__PROBLEM DETAILS__
Return the lines from the start of the data through the line with "### What and why?". Include both of those lines and no others.

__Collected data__
= = =

PR #1094, opened 2026-07-24
feat(sr): Cache sent resource identifiers via DataStore to avoid re-upload (RUM-11447)

JuanNaranjoDD:
### What and why?

Session Replay must not resend images whose MD5 hash was already sent to the resource endpoint in a previous session. Both platforms mirror their own native SDK's dedup design rather than each other, so their marking behavior differs.

Android introduces a dedicated ResourceDataStoreManager, mirroring native dd-sdk-android's class of the same name: it loads its known-hash entry eagerly on construction and marks an identifier as known optimistically, before the write is attempted, gated on isReady() so it never overwrites the DataStore entry before the initial load completes. This required constructing the writer inside onInitialize, after ResourceFeature registers, instead of as a property initializer, so the eager load has a feature to read from.

iOS keeps its existing design, mirroring native iOS: it seeds its identifier cache eagerly in init (its FeatureScope is already registered at that point) and marks an identifier as known only after its write actually succeeds.

Both platforms reset their cache after 30 days to bound unbounded local growth.

### How?

- Android: Added ResourceDataStoreManager (resource/ResourceDataStoreManager.kt), which wraps the feature's DataStoreHandler behind a single combined entry (DATASTORE_HASHES_ENTRY_KEY) storing a JSON blob of {last_update_date_ns, resource_hashes}. On construction it reads that entry via sdkCore.timeProvider-based elapsed time, discards it and clears the DataStore if it's older than 30 days, otherwise seeds an in-memory known-hash set from it. isReady() reports whether the initial read has completed (including failure paths), and cacheResourceHash() persists the updated set back to the DataStore. DefaultResourceWriter.write() now checks isPreviouslySentResource() first, marks the hash via cacheResourceHash() before writing (only if isReady(), to avoid clobbering data that hasn't loaded yet), then writes the resource event as before. Since the manager's eager load requires ResourceFeature to already be registered, DefaultResourceWriter/ResourceDataStoreManager construction moved from a property initializer into FlutterSessionReplayFeature.onInitialize(), after sdkCore.registerFeature(resourcesFeature).
- iOS: ResourcesWriter is unchanged in structure — it already seeded knownIdentifiers eagerly from scope.dataStore in init and reset the store after 30 days. Minor internal cleanup/refactor plus expanded test coverage (ResourcesWriterTest.swift, new DataStoreMock.swift) to exercise the seeding, reset, and mark-after-write paths more thoroughly.
- Added ResourceDataStoreManagerTest.kt and ResourceWriterTest.kt (mockk/JUnit5, matching this repo's existing Android test conventions) covering: fresh vs. previously-cached resources, DataStore persistence, stale-store reset after 30 days, and the various isReady()-gated write/cache orderings, including failure paths on read and delete.

### Review checklist

- [x] This pull request references a Github or JIRA issue — 11447

### DIFF
--- a/packages/datadog_session_replay/android/src/main/kotlin/com/datadoghq/flutter/sessionreplay/resource/ResourceDataStoreManager.kt
+++ b/packages/datadog_session_replay/android/src/main/kotlin/com/datadoghq/flutter/sessionreplay/resource/ResourceDataStoreManager.kt
@@ -6,6 +6,7 @@
 
 package com.datadoghq.flutter.sessionreplay.resource
 
+import com.datadog.android.api.InternalLogger
 import com.datadog.android.api.feature.FeatureSdkCore
 import com.datadog.android.api.storage.datastore.DataStoreReadCallback
 import com.datadog.android.api.storage.datastore.DataStoreWriteCallback
@@ -23,11 +24,11 @@ import java.util.concurrent.atomic.AtomicLong
 internal class ResourceDataStoreManager(
     private val featureSdkCore: FeatureSdkCore,
     private val gson: Gson = Gson(),
-    private val dataStoreResetTimeNs: Long = TimeUnit.DAYS.toNanos(30)
+    private val dataStoreResetTimeMs: Long = TimeUnit.DAYS.toMillis(30)
 ) {
     @Suppress("UnsafeThirdPartyFunctionCall") // map is initialized empty
     private val knownResources = Collections.newSetFromMap(ConcurrentHashMap<String, Boolean>())
-    private val storedLastUpdateDateNs = AtomicLong(featureSdkCore.timeProvider.getDeviceElapsedTimeNanos())
+    private val storedLastUpdateDateMs = AtomicLong(featureSdkCore.timeProvider.getDeviceTimestampMillis())
     private val isInitialized = AtomicBoolean(false) // has init finished executing its async actions
 
     init {
@@ -40,10 +41,10 @@ internal class ResourceDataStoreManager(
                     return@lambda
                 }
 
-                val lastUpdateDateNs = storedData.lastUpdateDateNs
+                val lastUpdateDateMs = storedData.lastUpdateDateMs
                 val storedHashes = storedData.resourceHashes
 
-                if (didDataStoreExpire(lastUpdateDateNs)) {
+                if (didDataStoreExpire(lastUpdateDateMs)) {
                     deleteStoredHashesEntry(
                         callback = object : DataStoreWriteCallback {
                             override fun onSuccess() {
@@ -51,17 +52,27 @@ internal class ResourceDataStoreManager(
                             }
 
                             override fun onFailure() {
+                                featureSdkCore.internalLogger.log(
+                                    InternalLogger.Level.ERROR,
+                                    InternalLogger.Target.TELEMETRY,
+                                    { Constants.FAILED_TO_DELETE_STALE_ENTRY_ERROR_MESSAGE }
+                                )
                                 finishedInitializingManager()
                             }
                         }
                     )
                 } else {
-                    storedLastUpdateDateNs.set(lastUpdateDateNs)
+                    storedLastUpdateDateMs.set(lastUpdateDateMs)
                     knownResources.addAll(storedHashes)
                     finishedInitializingManager()
                 }
             },
             onFetchFailure = {
+                featureSdkCore.internalLogger.log(
+                    InternalLogger.Level.ERROR,
+                    InternalLogger.Target.TELEMETRY,
+                    { Constants.FAILED_TO_FETCH_ENTRY_ERROR_MESSAGE }
+                )
                 finishedInitializingManager()
             }
         )
@@ -86,7 +97,7 @@ internal class ResourceDataStoreManager(
 
     private fun writeResourcesToStore() {
         val data = ResourceHashesEntry(
-            lastUpdateDateNs = storedLastUpdateDateNs.get(),
+            lastUpdateDateMs = storedLastUpdateDateMs.get(),
             resourceHashes = knownResources.toList()
         )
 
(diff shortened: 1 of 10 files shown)


packages/datadog_session_replay/android/src/main/kotlin/com/datadoghq/flutter/sessionreplay/resource/ResourceDataStoreManager.kt
```diff
@@ -0,0 +1,152 @@
...
+    private val isInitialized = AtomicBoolean(false) // has init finished executing its async actions
+
+    init {
+        fetchStoredResourceHashes(
+            onFetchSuccessful = lambda@{ storedEntry ->
+                val storedData = storedEntry?.data
+
+                if (storedData == null) {
+                    finishedInitializingManager()
+                    return@lambda
```
fuzzybinary, line 41: Is the `@lambda` here necessary?

packages/datadog_session_replay/android/src/main/kotlin/com/datadoghq/flutter/sessionreplay/resource/ResourceDataStoreManager.kt
```diff
@@ -0,0 +1,152 @@
...
+import java.util.concurrent.atomic.AtomicLong
+
+internal class ResourceDataStoreManager(
+    private val featureSdkCore: FeatureSdkCore,
+    private val gson: Gson = Gson(),
+    private val dataStoreResetTimeNs: Long = TimeUnit.DAYS.toNanos(30)
+) {
+    @Suppress("UnsafeThirdPartyFunctionCall") // map is initialized empty
+    private val knownResources = Collections.newSetFromMap(ConcurrentHashMap<String, Boolean>())
+    private val storedLastUpdateDateNs = AtomicLong(featureSdkCore.timeProvider.getDeviceElapsedTimeNanos())
```
fuzzybinary: This shouldn't be using `getDeviceElapsedTimeNanos`, which is using time since device boot. It's a high resolution timer meant to measure elapsed time, not absolute time.

It is likely better to use the system clock and milliseconds or seconds since epoch. This doesn't need to be in nanosecond precision as we're checking for a difference in days.

packages/datadog_session_replay/android/src/test/kotlin/com/datadoghq/flutter/sessionreplay/resource/ResourceDataStoreManagerTest.kt
```diff
@@ -0,0 +1,289 @@
...
+        every { mockScope.dataStore } returns fakeDataStore
+        every { mockSdkCore.timeProvider } returns FakeTimeProvider { fakeElapsedTimeNs }
+    }
+
+    @Test
+    fun `M return false W isPreviouslySentResource {resource was not sent}`(
+        @StringForgery hash: String
+    ) {
+        // Given
+        setUp()
```
fuzzybinary: JUnit supports `@BeforeEach`. You shouldn't have to call `setUp` at the beginning of every test.

packages/datadog_session_replay/android/src/test/kotlin/com/datadoghq/flutter/sessionreplay/resource/ResourceWriterTest.kt
```diff
@@ -0,0 +1,124 @@
...
+import org.junit.jupiter.api.extension.ExtendWith
+
+@ExtendWith(ForgeExtension::class)
+internal class ResourceWriterTest {
+    val mockSdkCore = mockk<FeatureSdkCore>()
+    val mockScope = mockk<FeatureScope>()
+    val mockDataStoreManager = mockk<ResourceDataStoreManager>()
+
+    fun setUp() {
+        every {
```
fuzzybinary, line 33: `@BeforeEach` here too.

packages/datadog_session_replay/android/src/main/kotlin/com/datadoghq/flutter/sessionreplay/resource/ResourceDataStoreManager.kt
```diff
@@ -0,0 +1,152 @@
...
+                        }
+                    )
+                } else {
+                    storedLastUpdateDateNs.set(lastUpdateDateNs)
+                    knownResources.addAll(storedHashes)
+                    finishedInitializingManager()
+                }
+            },
+            onFetchFailure = {
+                finishedInitializingManager()
```
fuzzybinary, line 76: This should probably be sent to telemetry if this happens.

packages/datadog_session_replay/android/src/main/kotlin/com/datadoghq/flutter/sessionreplay/resource/ResourceDataStoreManager.kt
```diff
@@ -0,0 +1,152 @@
...
+
+                if (didDataStoreExpire(lastUpdateDateNs)) {
+                    deleteStoredHashesEntry(
+                        callback = object : DataStoreWriteCallback {
+                            override fun onSuccess() {
+                                finishedInitializingManager()
+                            }
+
+                            override fun onFailure() {
+                                finishedInitializingManager()
```
fuzzybinary, line 60: Failure here should probably be sent to telemetry.

fuzzybinary (changes requested):
A few minor changes. Specifically, `getDeviceElapsedTimeNanos` is not the right time measure here.

packages/datadog_session_replay/android/src/main/kotlin/com/datadoghq/flutter/sessionreplay/resource/ResourceDataStoreManager.kt
JuanNaranjoDD: Same pattern used in the Android SDK, but I also dug into why it's actually needed: fetchStoredResourceHashes isn't an inline function, so the lambda is a real closure. Kotlin only generates an implicit label automatically when a lambda is passed to an inline function — that's not the case here. So I need an explicit label to do a local early-return, hence lambda@.

fuzzybinary (approved):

= = =

__RESPONSE TO THE TASK__
PR #1094, opened 2026-07-24
feat(sr): Cache sent resource identifiers via DataStore to avoid re-upload (RUM-11447)

JuanNaranjoDD:
### What and why?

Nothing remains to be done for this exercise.